Charles cared not; sail’d they to England;
The remaining loves tired of French sands,
Return’d they to their homeland, to Oxfordshire,
Sorely missing that European tour,
But onward did continue their studies—
Really, Rochester drank with his buddies;
Meanwhile, Moreton invested in books,
Each to their whims; a friendship forsook,
Pity, soon forgot; degrees they now held,
Through the next decade of life they propelled.
Pleasure, drink: dominated Wilmot,
Literally went out with a bang, that clot!

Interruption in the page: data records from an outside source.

PR #13152, opened 2023-04-17
[REVIEW] Add `no_default` and adapt `Series.reset_index` to differentiate `None` for `name` parameter

galipremsagar:
## Description

In `pandas-2.0` the behavior for `name` parameter has changed to actually name a column `0` if no value is passed to `name`. But if `name=None`, the column will be named `None` too:

```python
In [1]: import pandas as pd

In [2]: s = pd.Series([10, 11, 23], index=[2, 3, 5])

In [3]: s
Out[3]: 
2    10
3    11
5    23
dtype: int64

In [4]: s.reset_index()
Out[4]: 
   index   0
0      2  10
1      3  11
2      5  23

In [5]: s.reset_index(name=None)
Out[5]: 
   index  None
0      2    10
1      3    11
2      5    23
```

To achieve the same behavior in `cudf`, we had to introduce `no_default` value(which is same as pandas's `no_default` value). 

This also fixes 18 pytests:
```
= 965 failed, 86325 passed, 2044 skipped, 992 xfailed, 165 xpassed in 508.32s (0:08:28) =
```

```
= 983 failed, 86277 passed, 2034 skipped, 992 xfailed, 165 xpassed in 541.87s (0:09:01) =
```
## Checklist

### DIFF
--- a/python/cudf/cudf/__init__.py
+++ b/python/cudf/cudf/__init__.py
@@ -53,7 +53,6 @@ from cudf.core.index import (
     UInt64Index,
     interval_range,
 )
-from cudf.core.default import no_default
 from cudf.core.missing import NA
 from cudf.core.multiindex import MultiIndex
 from cudf.core.reshape import (
--- a/python/cudf/cudf/__init__.py
+++ b/python/cudf/cudf/__init__.py
@@ -53,6 +53,7 @@ from cudf.core.index import (
     UInt64Index,
     interval_range,
 )
+from cudf.core.default import no_default
 from cudf.core.missing import NA
 from cudf.core.multiindex import MultiIndex
 from cudf.core.reshape import (
--- a/python/cudf/cudf/api/extensions/__init__.py
+++ b/python/cudf/cudf/api/extensions/__init__.py
@@ -1,13 +1,15 @@
-# Copyright (c) 2020, NVIDIA CORPORATION.
+# Copyright (c) 2020-2023, NVIDIA CORPORATION.
 
 from cudf.api.extensions.accessor import (
     register_dataframe_accessor,
     register_index_accessor,
     register_series_accessor,
 )
+from pandas.api.extensions import no_default
 
 __all__ = [
     "register_dataframe_accessor",
     "register_index_accessor",
     "register_series_accessor",
+    "no_default",
 ]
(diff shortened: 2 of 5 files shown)


python/cudf/cudf/__init__.py
```diff
@@ -53,6 +53,7 @@
     UInt64Index,
     interval_range,
 )
+from cudf.core.default import no_default
```
bdice, line 56: Why are we exposing this in the top level API of cudf, rather than mirroring pandas in `cudf.api.extensions.no_default`?

bdice (changes requested):
Let's match the pandas API layout.

python/cudf/cudf/__init__.py
galipremsagar: Moved the `no_default` into `api.extensions` and removed it from top level API of `cudf` to closely mirror pandas now.

galipremsagar:
> Can we add tests for the cases newly supported by this PR (`None` names)?

We do here: https://github.com/rapidsai/cudf/pull/13152/files#diff-5d087b898461a7b9dbabf8cde1c72a8ded397b75fc9402b7108524f24de67adeR1411

bdice:
> > Can we add tests for the cases newly supported by this PR (`None` names)?
> 
> We do here: https://github.com/rapidsai/cudf/pull/13152/files#diff-5d087b898461a7b9dbabf8cde1c72a8ded397b75fc9402b7108524f24de67adeR1411

Sorry, I misread the filename and thought that was an implementation and not a test. My mistake. Approving now!

bdice (approved):

python/cudf/cudf/api/extensions/__init__.py
```diff
@@ -1,13 +1,15 @@
...
     register_index_accessor,
     register_series_accessor,
 )
+from pandas.api.extensions import no_default
 
 __all__ = [
     "register_dataframe_accessor",
     "register_index_accessor",
     "register_series_accessor",
+    "no_default",
```
bdice, line 14: Small request: Alphabetize this list?

galipremsagar: Done 👍 Sorry for the random order.

mroeschke (approved):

The world knew not a better hedonist,
Mist’d all eyes his death did; he was missed,
By Moreton and King Charles most of all,
Embracing in those mausoleum halls;
But from that sorrow arose merriment,
Fescennine love reborn, to Cat’s discontent,
Moreton ascended to the King’s fav’rite,
Golden, sunlit bond, none so close-knit.
Moreton with honours Charles did bestow:
Land in Summertown, Oxford; a chateau,
Its view: French shores three Cavaliers once shar’d;
An Oxford road named Moreton, King declar’d,
And lastly: a certain three-headed bathtub;
An old Moreton’d soak, after supper club;
That rake liv’d hap’ly into late years;
At the funeral said the mourners’ cheers:
“Woe! That sinecure gone so premature,
An epicure ‘mpassion’d with such rigour;
May ‘is mem’ry be bless’d, we shall assure:
With his white, well-wigg’d tow’ring coiffure,
Lord Reginald Moreton of Oxfordshire.”